Cuestión de confianza


Creo que tenía dieciocho o diecinueve años cuando dí una respuesta que me cambió la vida. Lo recuerdo perfectamente: fue un sí. Si algo he aprendido en todos estos años es precisamente eso: que un sí tiene más poder para cambiar las cosas que un no. Un no tienen esa forma de dejarte como estás o, como mucho, de terminar algo. Pero, aunque una cosa acabe, nada nuevo empieza sin un sí. Así que, al final, resulta que tienes mucho más que ganar con una respuesta afirmativa que con una negativa, aunque dé mucho más miedo.

La pregunta era un viaje. Una buena amiga me propuso probar algo diferente. Una locura que acepté con miedo pero con ganas. Una locura que cambió mi forma de entender la vida.

Vivimos en una sociedad desconfiada por naturaleza. Basta encender la televisión para comprobar que el ser humano puede ser realmente perverso. Todo el mundo conoce una historia de alguien a quien engañaron, a quien mintieron, a quien estafaron... ¿Cómo confíar entonces en nuestros semejantes? Recuerdo que cuando se me planteó aquel viaje pensé en esto mismo. ¿Cómo iba a quedarme en casa de un desconocido? ¿Y si nos hacía algo? Luego me paré a pensar. Para esa persona yo también sería una desconocida. De hecho, casi todas las personas que había en mi vida habían sido desconocidas para mí hasta justo un segundo antes de conocernos. ¿Por qué desconocido tenía que implicar necesariamente malo? Yo no era mala persona, ¿por qué presuponía que un desconocido tenía que serlo? Era bastante injusto.

El resultado de aquella experiencia fue altamente satisfactorio. Tanto que, años más tarde, yo pasé a estar al otro lado de la misma. Me convertí en la desconocida que abre sus puertas a un extraño.
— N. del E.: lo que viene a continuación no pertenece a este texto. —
Issue #1813, opened 2024-02-23
Enclosure - AmpMinLevel=0


ahall41:
If you set AmpMinLevel=0, and then completely close the enclosure, nothing will sound on re-opening until another note is played. These enclosures are usually used to regulate the sound balance between near and far perspectives, and is only a problem if you want to change the balance in real time using a midi controller. The work round is to code AmMinLevel=1, but at this setting some sound will bleed through.
I don't think this is a high priority, but thought the phenomenon should be recorded (I recently forgot to code 1 and set it to 0 and someone complained about it!)

eturpault:
You will find some exchanges we had on this topic here : https://github.com/GrandOrgue/grandorgue/discussions/1381#discussioncomment-4939401

ahall41:
I'm not convinced as if you set AmpMinLevel to 0, some sound still bleeds through - which may or may not be desirable. Perhaps the spec should be changed, so that 0 generates a warning? And add a 'health warning' to the Help too? If 0 sets the pipe to 'off' then perhaps it could be some ridiculously low value that is inaudible?

oleg68:
I think AmpMinLevel=0 ahould be considered as a valid value and the current GrandOrgue behavior as an incorrect.

larspalo:
> AmpMinLevel=0 ahould be considered as a valid value

It **is** a valid value, **and** it mutes the sound - as it forces an amplitude of zero on any attack sample - which also incidentally cancels any existing attack sample and returns the sampler to the pool because that's how the audio engine fader works.

oleg68:
> that's how the audio engine fader works

I'm going to change the audio engine behavior.

larspalo:
> I'm going to change the audio engine behavior.

Ok, but it will require quite a lot of care.

PR #1910, opened 2024-05-13
Fixed not sounding of pipe after an enclosure has closed to zero and then opened https://github.com/GrandOrgue/grandorgue/issues/1813

oleg68:
Resolves: #1813

For fixing the issue I completelly reworked the `GOSoundFader` class. Earlier it calculated only the total volue that was depending on the enclosure volume. So it was not feasible to differentiate between finishing the decay and setting enclosure volume to 0. 

Now `GOSoundFader` calculates two volumes: target volume and external volume. `GOSoundFader::IsSilent()` takes into account only fade of the target volume, but not the external volume.

### DIFF
--- a/src/grandorgue/sound/GOSoundFader.h
+++ b/src/grandorgue/sound/GOSoundFader.h
@@ -9,10 +9,10 @@
 #define GOSOUNDFADER_H_
 
 /**
- * This class is responsible of smooth changing a volume of samples.
+ * This class is responsible for smoothly changing a volume of samples.
  *
  * There are different types of volumes
- * - Target volume. It is defined by total capacity of the asmple size and may
+ * - Target volume. It is defined by total capacity of the sample size and may
  *   be adjusted in odf and settings.
  * - External volume. It may be changed by an enclosure during playback.
  * - VelocityVolume. It is defined when a key is pressed and may be changed if
@@ -20,13 +20,13 @@
  *   It is considered as part of an
  * - Total volume. It is a production of of all volumes above.
  *
- * There are three staging of playing one sample related to the target volume:
+ * There are three stages of playing one sample related to the target volume:
  * - Increasing: from 0 to m_TargetVolume during m_IncreasingFrames. It is used
  *   only for crossfade between two samples.
  * - Constant playing: the volume is not changed. Usually it is used for the
  *   attack sample (because the increasing is already sampled).
- * - Decreasing: from m_СurrentVolume to 0. It is used for bothe crossfade from
- *   a loop to a release sample and when playing the release sample when
+ * - Decreasing: from m_СurrentVolume to 0. It is used for both the crossfade
+ *   from a loop to a release sample and when playing the release sample when
  *   ReleseTail limitation is used
  *
  * totalVol = targetVolume * externalVolume
@@ -52,7 +52,7 @@ private:
 
 public:
   /**
-   * Setup the fadef for constant volume of for increasing from 0 to
+   * Setup the fader for constant volume or for increasing from 0 to
    * targetVolume
    * @param targetVolume target volume to reach
    * @param velocityVolume the initial velocity volume. It may be changed later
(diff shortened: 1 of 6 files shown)


larspalo:
@oleg68 It seems to be working fine. There are a few un-important spelling mistakes in the comments though. However, more important, since long all the enclosures on the built in (floating and volume) panel would have the default AmpMinLevel of 1 in the Init of /src/grandorgue/model/GOEnclosure.cpp file to take into account the previous behaviour (of killing the sound at an amplitude of 0). Since this PR changes that behaviour it might be appropriate to also change the amp min level of the built in volume controls in the Init to reflect this change?

src/grandorgue/sound/GOSoundFader.h
```diff
@@ -8,40 +8,78 @@
 #ifndef GOSOUNDFADER_H_
 #define GOSOUNDFADER_H_
 
+/**
+ * This class is responsible of smooth changing a volume of samples.
+ *
+ * There are different types of volumes
+ * - Target volume. It is defined by total capacity of the asmple size and may
```
larspalo, line 15: * - Target volume. It is defined by total capacity of the sample size and may

src/grandorgue/sound/GOSoundFader.h
```diff
@@ -8,40 +8,78 @@
...
+ *   be adjusted in odf and settings.
+ * - External volume. It may be changed by an enclosure during playback.
+ * - VelocityVolume. It is defined when a key is pressed and may be changed if
+ *   another coupled key with the same pipe is pressed with another velocity.
+ *   It is considered as part of an
+ * - Total volume. It is a production of of all volumes above.
+ *
+ * There are three staging of playing one sample related to the target volume:
```
larspalo, line 23: * There are three stages of playing one sample related to the target volume:

src/grandorgue/sound/GOSoundFader.h
```diff
@@ -8,40 +8,78 @@
...
+ * - Increasing: from 0 to m_TargetVolume during m_IncreasingFrames. It is used
+ *   only for crossfade between two samples.
+ * - Constant playing: the volume is not changed. Usually it is used for the
+ *   attack sample (because the increasing is already sampled).
+ * - Decreasing: from m_СurrentVolume to 0. It is used for bothe crossfade from
```
larspalo, line 28: * - Decreasing: from m_СurrentVolume to 0. It is used for both the crossfade from

src/grandorgue/sound/GOSoundFader.h
```diff
@@ -8,40 +8,78 @@
...
-    NewAttacking(target_gain, sample_rate * ms / 1000);
-  }
+  // Last volume points are the volumes at the end of previous Process()
+  float m_LastTargetVolumePoint;
+  float m_LastExternalVolumePoint;
 
-  void NewConstant(float gain);
+public:
+  /**
+   * Setup the fadef for constant volume of for increasing from 0 to
```
larspalo, line 55: * Setup the fades for constant volume or for increasing from 0 to

src/grandorgue/sound/GOSoundFader.h
```diff
@@ -8,40 +8,78 @@
...
 
-  inline void StartDecay(unsigned ms, unsigned sample_rate) {
-    StartDecay(sample_rate * ms / 1000);
+  /**
+   * Start decreasing the volume from the current value
+   * (m_LastTargetVolumePoint) to 0
+   * @param nFrames number of frames for full decay
+   */
+  inline void StartDecreasingVolume(unsigned nFrames) {
+    // may be m_TargetVolume has not yet been reached, but the velocity of
```
larspalo, line 72: // maybe m_TargetVolume has not yet been reached, but the velocity of

src/grandorgue/sound/GOSoundFader.h
```diff
@@ -8,40 +8,78 @@
 #ifndef GOSOUNDFADER_H_
 #define GOSOUNDFADER_H_
 
+/**
+ * This class is responsible of smooth changing a volume of samples.
```
larspalo, line 12: * This class is responsible for smooth changing the volume of samples.

larspalo (changes requested):

oleg68:
@larspalo I changed the min level of internal enclosures to 0

larspalo (approved):
Seems to be working as it should.

oleg68:

rousseldenis (approved):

Y entendí que, más que una forma de viajar, aquello era un ejercicio de confianza.

Confíar en un desconocido no es sencillo. Se juntan tu miedo y el suyo, creando una barrera difícilmente salvable. Hace falta predisposición y ganas por ambas partes para que funcione. Es necesario perder ese miedo y atreverse. Luego ya es cuestión de probabilidades. Puede que te salga mal, pero también es posible que aciertes. La única certeza es que si nunca te atreves, jamás sabrás si podrías haber ganado.

A lo largo de los años me he encontrado con muchas y muy variadas opiniones respecto a esto. Está quien se entusiasma al escucharlo y me pide más información al respecto y, por supuesto, está quien se horroriza y me dice que estoy loca. Sin embargo, a mi nunca me ha importado. Es algo que aplico no sólo a la hora de viajar, sino en mi día a día. A veces se me olvida, pero no suelo tardar demasiado en recordarlo. Al final el balance siempre es positivo. Si no sumo un amigo, sumo una experiencia. Y eso siempre es positivo.

La confianza sin expectativas suele funcionar. La gente que más me ha decepcionado a lo largo de mi vida ha sido aquella de la que esperaba algo que no se ha cumplido. Lo maravilloso de no esperar nada de alguien es que suele sorprenderte para bien con relativa facilidad. Y, lamentablemente, de quien conocemos solemos esperar siempre algo, precisamente por eso, porque creemos conocerles.Pero decepcionarse no es malo, al contrario. De las decepciones aprendemos también qué podemos esperar de alguien y qué no. Las decepciones nos ayudan a conocer a las personas y, a veces, nos ayudan a entender que no podemos mantenerlas en nuestra vida.

Decía Hobbes aquello de de "El hombre es un lobo para el hombre". Yo pienso que, quien se siente lobo, verá lobos en cualquiera que se acerque. Tendemos a reflejar nuestras emociones. Si tenemos miedo y desconfianza, proyectarémos ese mismo sentimiento en los demás. Y eso será lo que recibiremos como respuesta. Somos espejos. Y, aunque como en todo habrá excepciones, la pregunta no deja de ser: ¿cuánto bueno estás dispuesto a perderte por miedo a lo malo? Eso es al final lo que lo resume todo.